◆ DATA FOR REVIEW:
PR #960, opened 2026-06-02
Propagate v2 LSC features

gonzaponte:
Some of the features developed for v2 at LSC where left behind. This PR propagates them to the main development branch. The main changes are

- Update on the handling of masked sensors
- Update database entry ordering
- Store calibration constants in irene

The first two are related to the way we store the data in NEXT-100 that somehow has changed since NEXT-White. The last one simply adds another layer of redundancy for better bookkeeping.

### DIFF
--- a/invisible_cities/cities/components.py
+++ b/invisible_cities/cities/components.py
@@ -1750,3 +1750,9 @@ def sensor_masker(detector_db, run_number):
                , rwf_sipm[active_sipms])
 
     return mask_sensors
+
+
+def copy_db_info(file_in, file_out):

◆ EXERCISE DIRECTIONS: Copy out the material in its entirety. Keep it exact.

◆ RESPONSE TO THIS TASK:
PR #960, opened 2026-06-02
Propagate v2 LSC features

gonzaponte:
Some of the features developed for v2 at LSC where left behind. This PR propagates them to the main development branch. The main changes are

- Update on the handling of masked sensors
- Update database entry ordering
- Store calibration constants in irene

The first two are related to the way we store the data in NEXT-100 that somehow has changed since NEXT-White. The last one simply adds another layer of redundancy for better bookkeeping.

### DIFF
--- a/invisible_cities/cities/components.py
+++ b/invisible_cities/cities/components.py
@@ -1750,3 +1750,9 @@ def sensor_masker(detector_db, run_number):
                , rwf_sipm[active_sipms])
 
     return mask_sensors
+
+
+def copy_db_info(file_in, file_out):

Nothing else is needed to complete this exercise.